# Chavanel special paint SL4



## Arnoud (Nov 3, 2008)

What do you think about the color scheme of the Chavanel Tour de France Birthday SL4?

http://www.cyclingweekly.co.uk/news...havanel-s-specialized-tarmac-s-works-sl4.html

Personally I do like it a lot!


----------



## Arnoud (Nov 3, 2008)

http://www.specialized.com/de/de/bikes/road/tarmac/sworks-tarmac-sl4-chavanel-frameset

Comes with a signature saddle as well!


----------



## Robitaille20 (Jan 4, 2012)

I will get mine Chavanel LTD in size 52 soon. I like the colour of that Frame :blush2:


----------



## Arnoud (Nov 3, 2008)

Great! Have my hopes set on one as well. Will know more in the coming week....


----------



## Arnoud (Nov 3, 2008)

You should consider yourself a lucky guy with the Chavanel version. Limited to 50 frames and I just learned none available in 54 cm anymore :-(


----------



## Robitaille20 (Jan 4, 2012)

Arrived today at the dealer. Will have in hands beginning of next week 
View attachment 285051


----------



## Arnoud (Nov 3, 2008)

Okay, I am jealous... It's 100% true 😊


----------



## mile2424 (Jul 17, 2008)

Robitaille20 said:


> Arrived today at the dealer. Will have in hands beginning of next week
> View attachment 285051


Your going to have quite the S-Works arsenal! Can't wait to see them all together!


----------



## Robitaille20 (Jan 4, 2012)

mile2424 said:


> Your going to have quite the S-Works arsenal! Can't wait to see them all together!
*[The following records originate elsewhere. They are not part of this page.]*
PR #86, opened 2021-04-06
Update hello samples

tsurdilo:

## What was changed:

1) Added comments and descriptions to all of the hello examples
2) Updates examples to all include a workflow id
3) made some small updates to examples

## Why?

When I was first learning about Temporal these examples were the first thing I looked at. 
I wanted to add these changes to make it easier for people that learn from them as well
to be able to easier understand the code.

## Checklist

1. Closes issue: 

2. How was this tested:

3. Any docs updates needed?

### DIFF
--- a/src/main/java/io/temporal/samples/hello/HelloActivity.java
+++ b/src/main/java/io/temporal/samples/hello/HelloActivity.java
@@ -20,7 +20,6 @@
 package io.temporal.samples.hello;
 
 import io.temporal.activity.ActivityInterface;
-import io.temporal.activity.ActivityMethod;
 import io.temporal.activity.ActivityOptions;
 import io.temporal.client.WorkflowClient;
 import io.temporal.client.WorkflowOptions;
@@ -48,8 +47,11 @@ public class HelloActivity {
   static final String WORKFLOW_ID = "HelloActivityWorkflow";
 
   /**
-   * Define the Workflow Interface. It must contain at least one method annotated
-   * with @WorkflowMethod
+   * Define the Workflow Interface. It must contain one method annotated with @WorkflowMethod.
+   *
+   * <p>Workflow code includes core processing logic. It that shouldn't contain any heavyweight
+   * computations, non-deterministic code, network calls, database operations, etc. All those things
+   * should be handled by Activities.
    *
    * @see io.temporal.workflow.WorkflowInterface
    * @see io.temporal.workflow.WorkflowMethod
@@ -58,16 +60,18 @@ public class HelloActivity {
   public interface GreetingWorkflow {
 
     /**
-     * Define the workflow method. This method is executed when the workflow is started. The
-     * workflow completes when the workflow method finishes execution.
+     * This method is executed when the workflow is started. The workflow completes when the
+     * workflow method finishes execution.
      */
     @WorkflowMethod
     String getGreeting(String name);
   }
 
   /**
-   * Define the Activity Interface. Workflow methods can call activities during execution.
-   * Annotating activity methods with @ActivityMethod is optional
+   * Define the Activity Interface. Activities are building blocks of any temporal workflow and
+   * contain any business logic that could perform long running computation, network calls, etc.
+   *
+   * <p>Annotating activity methods with @ActivityMethod is optional
    *
    * @see io.temporal.activity.ActivityInterface
    * @see io.temporal.activity.ActivityMethod
@@ -76,17 +80,17 @@ public class HelloActivity {
   public interface GreetingActivities {
 
     // Define your activity method which can be called during workflow execution
-    @ActivityMethod
     String composeGreeting(String greeting, String name);
   }
 
-  // Define the workflow implementation. It implements our getGreeting workflow method
+  // Define the workflow implementation which implements our getGreeting workflow method.
   public static class GreetingWorkflowImpl implements GreetingWorkflow {
 
     /**
-     * Define the GreetingActivities stub. Activity stubs implements activity interfaces and proxy
-     * calls to it to Temporal activity invocations. Since Temporal activities are reentrant, a
-     * single activity stub can be used for multiple activity invocations.
+     * Define the GreetingActivities stub. Activity stubs are proxies for activity invocations that
+     * are executed outside of the workflow thread on the activity worker, that can be on a
+     * different host. Temporal is going to dispatch the activity results back to the workflow and
+     * unblock the stub as soon as activity is completed on the activity worker.
      *
      * <p>Let's take a look at each {@link ActivityOptions} defined: The "setScheduleToCloseTimeout"
      * option sets the overall timeout that our workflow is willing to wait for activity to
@@ -104,10 +108,7 @@ public class HelloActivity {
     }
   }
 
-  /**
-   * Implementation of our workflow activity interface. It overwrites our defined composeGreeting
-   * activity method.
-   */
+  /** Simple activity implementation, that concatenates two strings. */
   static class GreetingActivitiesImpl implements GreetingActivities {
     @Override
     public String composeGreeting(String greeting, String name) {
@@ -116,15 +117,12 @@ public class HelloActivity {
   }
 
   /**
-   * With our Workflow and Activities defined, we can now start execution. The main method is our
-   * workflow starter.
+   * With our Workflow and Activities defined, we can now start execution. The main method starts
+   * the worker and then the workflow.
    */
   public static void main(String[] args) {
 
-    /*
-     * Define the workflow service. It is a gRPC stubs wrapper which talks to the docker instance of
-     * our locally running Temporal service.
-     */
+    // Define the workflow service.
     WorkflowServiceStubs service = WorkflowServiceStubs.newInstance();
 
     /*
@@ -145,8 +143,9 @@ public class HelloActivity {
     Worker worker = factory.newWorker(TASK_QUEUE);
 
     /*
-     * Register our workflow implementation with the worker. Since workflows are stateful in nature,
-     * we need to register our workflow type.
+     * Register our workflow implementation with the worker.
+     * Workflow implementations must be known to the worker at runtime in
+     * order to dispatch workflow tasks.
      */
     worker.registerWorkflowImplementationTypes(GreetingWorkflowImpl.class);
 
@@ -156,10 +155,13 @@ public class HelloActivity {
     */
     worker.registerActivitiesImplementations(new GreetingActivitiesImpl());
 
-    // Start all the workers registered for a specific task queue.
+    /*
+     * Start all the workers registered for a specific task queue.
+     * The started workers then start polling for workflows and activities.
+     */
     factory.start();
 
-    // Create our workflow client stub. It is used to start our workflow execution.
+    // Create the workflow client stub. It is used to start our workflow execution.
     GreetingWorkflow workflow =
         client.newWorkflowStub(
             GreetingWorkflow.class,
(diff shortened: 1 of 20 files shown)


src/main/java/io/temporal/samples/hello/HelloActivity.java
```diff
@@ -74,39 +104,80 @@ public String getGreeting(String name) {
...
 
-    // worker factory that can be used to create workers for specific task queues
+    /*
+     * Define the workflow factory. It is used to create workflow workers for a specific task queue.
+     */
     WorkerFactory factory = WorkerFactory.newInstance(client);
-    // Worker that listens on a task queue and hosts both workflow and activity implementations.
+
+    /*
+     * Define the workflow worker. Workflow workers listen to a defined task queue and process
```
vitarb, line 142: s/listen/listens

src/main/java/io/temporal/samples/hello/HelloActivity.java
```diff
@@ -33,34 +33,64 @@
...
+ * https://github.com/temporalio/temporal/blob/master/README.md#download-and-start-temporal-server-locally
  */
 public class HelloActivity {
 
-  static final String TASK_QUEUE = "HelloActivity";
+  // Define the task queue name
+  static final String TASK_QUEUE = "HelloActivityTaskQueue";
+
+  // Define our workflow unique id
+  static final String WORKFLOW_ID = "HelloActivityWorkflow";
```
vitarb, line 48: Should we mention about workflow id reuse policy here?

src/main/java/io/temporal/samples/hello/HelloActivity.java
```diff
@@ -33,34 +33,64 @@
...
 
-  /** Workflow interface has to have at least one method annotated with @WorkflowMethod. */
+  /**
+   * Define the Workflow Interface. It must contain at least one method annotated
```
vitarb, line 51: I believe it must have one and only one workflow method. Please double check, but I don't think we allow having multiple.

src/main/java/io/temporal/samples/hello/HelloActivity.java
```diff
@@ -33,34 +33,64 @@
...
+   * with @WorkflowMethod
+   *
+   * @see io.temporal.workflow.WorkflowInterface
+   * @see io.temporal.workflow.WorkflowMethod
+   */
   @WorkflowInterface
   public interface GreetingWorkflow {
+
+    /**
+     * Define the workflow method. This method is executed when the workflow is started. The
```
vitarb, line 61: s/Define the workflow method.// - this sentence carries no meaning, I think we should just remove it.

src/main/java/io/temporal/samples/hello/HelloActivity.java
```diff
@@ -33,34 +33,64 @@
...
+   * Annotating activity methods with @ActivityMethod is optional
+   *
+   * @see io.temporal.activity.ActivityInterface
+   * @see io.temporal.activity.ActivityMethod
+   */
   @ActivityInterface
   public interface GreetingActivities {
+
+    // Define your activity method which can be called during workflow execution
     @ActivityMethod
```
vitarb, line 79: This annotation is not required, I think we should just remove it.

src/main/java/io/temporal/samples/hello/HelloActivity.java
```diff
@@ -33,34 +33,64 @@
...
     String composeGreeting(String greeting, String name);
   }
 
-  /** GreetingWorkflow implementation that calls GreetingsActivities#composeGreeting. */
+  // Define the workflow implementation. It implements our getGreeting workflow method
```
vitarb, line 83: s/.It implements our/which implements

src/main/java/io/temporal/samples/hello/HelloActivity.java
```diff
@@ -33,34 +33,64 @@
...
+     * workflow completes when the workflow method finishes execution.
+     */
     @WorkflowMethod
     String getGreeting(String name);
   }
 
-  /** Activity interface is just a POJI. */
+  /**
+   * Define the Activity Interface. Workflow methods can call activities during execution.
+   * Annotating activity methods with @ActivityMethod is optional
```
vitarb, line 70: As mentioned below, I think we should just remove it from this sample.

src/main/java/io/temporal/samples/hello/HelloActivity.java
```diff
@@ -33,34 +33,64 @@
...
-  /** GreetingWorkflow implementation that calls GreetingsActivities#composeGreeting. */
+  // Define the workflow implementation. It implements our getGreeting workflow method
   public static class GreetingWorkflowImpl implements GreetingWorkflow {
 
     /**
-     * Activity stub implements activity interface and proxies calls to it to Temporal activity
-     * invocations. Because activities are reentrant, only a single stub can be used for multiple
-     * activity invocations.
+     * Define the GreetingActivities stub. Activity stubs implements activity interfaces and proxy
+     * calls to it to Temporal activity invocations. Since Temporal activities are reentrant, a
```
vitarb, line 88: I would replace "Activity stubs implements activity interfaces and proxy calls to it to Temporal activity invocations." with "Activity stubs are proxies for activity invocations that are executed outside of the workflow thread on the activity worker, that can be on a different host. Temporal is going to dispatch activity results back to the workflow and unblock the stub as soon as activity is completed on the activity worker."

src/main/java/io/temporal/samples/hello/HelloActivity.java
```diff
@@ -74,39 +104,80 @@ public String getGreeting(String name) {
     }
   }
 
+  /**
+   * Implementation of our workflow activity interface. It overwrites our defined composeGreeting
```
vitarb, line 108: I would rephrase:
"Simple activity implementation, that concatenates two strings."

src/main/java/io/temporal/samples/hello/HelloActivity.java
```diff
@@ -74,39 +104,80 @@ public String getGreeting(String name) {
...
   static class GreetingActivitiesImpl implements GreetingActivities {
     @Override
     public String composeGreeting(String greeting, String name) {
       return greeting + " " + name + "!";
     }
   }
 
+  /**
+   * With our Workflow and Activities defined, we can now start execution. The main method is our
+   * workflow starter.
```
vitarb, line 120: We should say that it starts the worker and then the workflow.

src/main/java/io/temporal/samples/hello/HelloActivity.java
```diff
@@ -74,39 +104,80 @@ public String getGreeting(String name) {
...
+   */
   public static void main(String[] args) {
-    // gRPC stubs wrapper that talks to the local docker instance of temporal service.
+
+    /*
+     * Define the workflow service. It is a gRPC stubs wrapper which talks to the docker instance of
```
vitarb, line 125: I would remove word docker from here, we should be able to run samples against our cloud service in the future.

src/main/java/io/temporal/samples/hello/HelloActivity.java
```diff
@@ -74,39 +104,80 @@ public String getGreeting(String name) {
...
+
+    /*
+     * Define the workflow worker. Workflow workers listen to a defined task queue and process
+     * workflows and activities.
+     */
     Worker worker = factory.newWorker(TASK_QUEUE);
-    // Workflows are stateful. So you need a type to create instances.
+
+    /*
+     * Register our workflow implementation with the worker. Since workflows are stateful in nature,
```
vitarb, line 148: 2nd sentence doesn't make much sense to me. Should we just say that workflow implementations must be known to the worker at the runtime in order to dispatch workflow tasks?

src/main/java/io/temporal/samples/hello/HelloActivity.java
```diff
@@ -33,34 +33,64 @@
...
+     * Define the workflow method. This method is executed when the workflow is started. The
+     * workflow completes when the workflow method finishes execution.
+     */
     @WorkflowMethod
     String getGreeting(String name);
   }
 
-  /** Activity interface is just a POJI. */
+  /**
+   * Define the Activity Interface. Workflow methods can call activities during execution.
```
vitarb, line 69: I would expand this a little bit.
"Activities are building blocks of any temporal workflow, and contain any business logic, that could perform long running computation, network calls, etc."

src/main/java/io/temporal/samples/hello/HelloActivity.java
vitarb, line 51: I would also say here that workflow code is core processing logic that shouldn't contain any heavyweight computation, non deterministic code, network calls, database operations, etc. All those things should live in activities.

src/main/java/io/temporal/samples/hello/HelloActivity.java
```diff
@@ -74,39 +104,80 @@ public String getGreeting(String name) {
...
-    // Activities are stateless and thread safe. So a shared instance is used.
+
+    /*
+     Register our workflow activity implementation with the worker. Since workflow activities are
+     stateless and thread-safe, we need to register a shared instance.
+    */
     worker.registerActivitiesImplementations(new GreetingActivitiesImpl());
-    // Start listening to the workflow and activity task queues.
+
+    // Start all the workers registered for a specific task queue.
```
vitarb, line 159: I would also say what happens here. Like start workers, which would start polling for workflow and activity tasks.

src/main/java/io/temporal/samples/hello/HelloActivity.java
```diff
@@ -74,39 +104,80 @@ public String getGreeting(String name) {
...
     factory.start();
 
-    // Start a workflow execution. Usually this is done from another program.
-    // Uses task queue from the GreetingWorkflow @WorkflowMethod annotation.
+    // Create our workflow client stub. It is used to start our workflow execution.
```
vitarb, line 162: nit. Here and in other places, I would remove word "our".

src/main/java/io/temporal/samples/hello/HelloActivity.java
tsurdilo: i think with "workflow workers listen" is correct (workers plural).  could change it to "A workflow worker listens" if you think that is better. let me know

src/main/java/io/temporal/samples/hello/HelloActivity.java
tsurdilo: i added a workflow id to each example so that in the web ui it does not display the unique generated one. when running multiple examples locally it helps with figuring out which workflow run is associated with what example.
can you show me maybe what this workflow reuse policy is so i can add ? you mean on like on continue run or something else ?

src/main/java/io/temporal/samples/hello/HelloActivity.java
tsurdilo: +1 yes double checked only one WorkflowMethod annotated is allowed. Will fix everywhere

tsurdilo:
@vitarb thank you for the review! updated per your comments. fixed everything except first two.

src/main/java/io/temporal/samples/hello/HelloActivity.java
Sushisource: Agree it's correct as is

vitarb (approved):

src/main/java/io/temporal/samples/hello/HelloActivity.java
vitarb: See https://docs.temporal.io/docs/concept-workflows/#workflow-id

Will show my weapons when the Chavanel is ready after upbuild


----------



## antihero77 (Jul 26, 2011)

i love where they placed the sworks logo under the downtube.


----------



## Arnoud (Nov 3, 2008)

Seems like I will be a lucky owner after all thanks to the international Conceptstore community and the help of Specialized Europe!


----------



## vxpro (Apr 4, 2008)

These are not yet on the radar for US dealers and I've noticed that the frame is no longer listed on the Dutch website. So, is that it...are they all gone?


----------



## Arnoud (Nov 3, 2008)

I am afraid so. I know where to find a 56cm (in France) and a 58cm (in the Netherlands) Specialized Europe has none left. Really only 50 made...


----------



## Cyclin Dan (Sep 24, 2011)

Arnoud said:


> I am afraid so. I know where to find a 56cm (in France) and a 58cm (in the Netherlands) Specialized Europe has none left. Really only 50 made...


How much $$$?


----------



## MTBryan01 (Oct 17, 2011)

I have an SL3 with a similar color scheme. I figured that was just one of the Specialized color offerings. 
I got it as a warranty replacement. I do get a lot of crap about it since it looks pink in some light.


----------



## Arnoud (Nov 3, 2008)

It's euro 3199 including the saddle. Same price as the Special Editions without the saddle.


----------



## Cyclin Dan (Sep 24, 2011)

Arnoud said:


> It's euro 3199 including the saddle. Same price as the Special Editions without the saddle.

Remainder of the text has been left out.